PR #618, opened 2017-09-18
Use `flag` consistently in episode 2

gcapes:
I didn't think so, but it looks like flags technically count as
arguments to a command.
However, introducing them as flags then referring to them as arguments
is confusing. So I have reworded to avoid calling them arguments.
This also sidesteps the possibly opinion-based question of
"Does a flag count as an argument to a command?".

Fix #587

### DIFF
--- a/_episodes/02-filedir.md
+++ b/_episodes/02-filedir.md
@@ -225,7 +225,8 @@ system and how you have customized your filesystem.)
 `ls` prints the names of the files and directories in the current directory in
 alphabetical order,
 arranged neatly into columns.
-We can make its output more comprehensible by using the **flag** `-F`,
+We can make its output more comprehensible by using the **flag** `-F`
+(also known as a **switch** or an **option**) ,
 which tells `ls` to add a trailing `/` to the names of directories:
 
 ~~~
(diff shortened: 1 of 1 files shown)


gdevenyi:
Thanks, that looks good, but can you do a little updaing to https://github.com/swcarpentry/shell-novice/blob/gh-pages/_episodes/02-filedir.md#parameters-vs-arguments as well?

gcapes:
Ok great, glad you think so too!

I'm sorry, I don't follow what you're asking. I'm happy to make them, but what changes are you looking for here?

I was thinking of making a further PR which changes the usage of parameters and arguments to be correct, rather than following the current practice of "everyone else is sloppy with their terminology so we won't bother to use it correctly either". Standby for that ;)

gdevenyi:
Right now, I'd be happy just to include "flags" in the descriptions of that section.

Lets do another PR to discuss unformizing the usage in general.

gcapes:
Sorry if I'm being slow, but I still don't understand what you're asking for. Are you suggesting a note on `Flags vs Arguments vs Parameters`?

gcapes:
I've spotted a few more edits I should have made, so I'll amend this commit. I'll raise a separate PR to address the usage of arguments and parameters.

gcapes:
Thanks - all my other PRs have been merged. Could you tell me what edits you'd like me to make in order to get this one merged?

gcapes:
@gdevenyi

gcapes:
@shwina Fancy taking a look at this and making it 3/3 ;) ?

gdevenyi:
Wonderful thanks!

gcapes:
Thanks!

# # #

_DIRECTIONS_
Go through the material line by line. Show each line that contains the string "directories".

_ANSWER SECTION_
 `ls` prints the names of the files and directories in the current directory in
 which tells `ls` to add a trailing `/` to the names of directories:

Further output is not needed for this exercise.